## Material supplied
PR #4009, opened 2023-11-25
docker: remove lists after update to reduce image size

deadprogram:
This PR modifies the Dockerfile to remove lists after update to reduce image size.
--
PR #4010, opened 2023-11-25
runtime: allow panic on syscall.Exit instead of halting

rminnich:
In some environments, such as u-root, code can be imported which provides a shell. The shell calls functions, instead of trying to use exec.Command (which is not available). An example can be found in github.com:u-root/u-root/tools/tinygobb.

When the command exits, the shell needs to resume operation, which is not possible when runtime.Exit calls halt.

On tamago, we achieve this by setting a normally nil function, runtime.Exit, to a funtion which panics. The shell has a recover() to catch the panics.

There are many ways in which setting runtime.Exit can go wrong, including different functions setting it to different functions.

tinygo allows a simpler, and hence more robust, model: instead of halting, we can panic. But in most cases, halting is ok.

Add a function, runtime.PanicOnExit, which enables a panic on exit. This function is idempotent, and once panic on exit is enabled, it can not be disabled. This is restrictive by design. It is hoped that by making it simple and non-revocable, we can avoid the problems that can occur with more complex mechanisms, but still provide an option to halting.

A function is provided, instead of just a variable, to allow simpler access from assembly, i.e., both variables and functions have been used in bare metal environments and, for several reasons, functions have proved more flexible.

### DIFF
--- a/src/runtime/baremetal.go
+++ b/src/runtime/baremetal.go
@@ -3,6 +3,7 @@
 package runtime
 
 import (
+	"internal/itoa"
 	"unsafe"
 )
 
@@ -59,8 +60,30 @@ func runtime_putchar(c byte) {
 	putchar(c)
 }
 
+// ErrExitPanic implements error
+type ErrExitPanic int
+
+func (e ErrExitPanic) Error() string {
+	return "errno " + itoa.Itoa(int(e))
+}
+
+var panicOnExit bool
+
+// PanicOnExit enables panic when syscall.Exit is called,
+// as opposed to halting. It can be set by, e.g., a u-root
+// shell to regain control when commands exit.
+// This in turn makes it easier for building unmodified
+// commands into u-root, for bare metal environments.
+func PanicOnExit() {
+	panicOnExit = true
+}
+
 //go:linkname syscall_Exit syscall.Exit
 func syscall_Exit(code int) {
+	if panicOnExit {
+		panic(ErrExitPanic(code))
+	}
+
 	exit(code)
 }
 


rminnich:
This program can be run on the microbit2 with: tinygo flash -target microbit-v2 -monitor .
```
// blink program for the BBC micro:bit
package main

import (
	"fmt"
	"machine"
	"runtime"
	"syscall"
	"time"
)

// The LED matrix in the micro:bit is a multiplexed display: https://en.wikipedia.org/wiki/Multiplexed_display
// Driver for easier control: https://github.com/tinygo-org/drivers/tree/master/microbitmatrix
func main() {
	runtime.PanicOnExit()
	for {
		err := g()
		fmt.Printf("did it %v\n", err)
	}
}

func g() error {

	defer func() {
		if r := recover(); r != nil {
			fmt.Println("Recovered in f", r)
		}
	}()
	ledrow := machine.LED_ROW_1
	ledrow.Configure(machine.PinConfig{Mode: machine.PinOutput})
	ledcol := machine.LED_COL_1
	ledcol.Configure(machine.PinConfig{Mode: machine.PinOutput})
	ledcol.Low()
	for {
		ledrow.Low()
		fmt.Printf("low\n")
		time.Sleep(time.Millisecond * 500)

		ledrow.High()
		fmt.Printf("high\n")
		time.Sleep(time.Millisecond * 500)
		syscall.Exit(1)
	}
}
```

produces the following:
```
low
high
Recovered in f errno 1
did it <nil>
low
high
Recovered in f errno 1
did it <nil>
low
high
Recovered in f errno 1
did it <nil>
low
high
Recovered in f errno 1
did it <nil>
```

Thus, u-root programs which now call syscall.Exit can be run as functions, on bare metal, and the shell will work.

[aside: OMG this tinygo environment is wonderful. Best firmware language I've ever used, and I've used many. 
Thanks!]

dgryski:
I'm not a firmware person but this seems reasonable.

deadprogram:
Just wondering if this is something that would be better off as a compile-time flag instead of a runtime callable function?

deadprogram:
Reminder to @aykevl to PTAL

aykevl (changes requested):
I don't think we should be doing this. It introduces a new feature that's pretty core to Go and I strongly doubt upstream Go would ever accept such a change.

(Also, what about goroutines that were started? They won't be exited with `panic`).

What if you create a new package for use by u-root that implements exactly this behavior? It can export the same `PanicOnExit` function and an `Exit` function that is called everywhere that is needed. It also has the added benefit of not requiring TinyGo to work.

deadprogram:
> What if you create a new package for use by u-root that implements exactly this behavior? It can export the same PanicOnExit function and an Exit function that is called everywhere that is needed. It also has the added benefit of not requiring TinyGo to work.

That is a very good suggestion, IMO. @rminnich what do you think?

## Activity
If a line of the records above holds the string "reduce", count it; then state only how many such lines there are.

## Exercise solution
2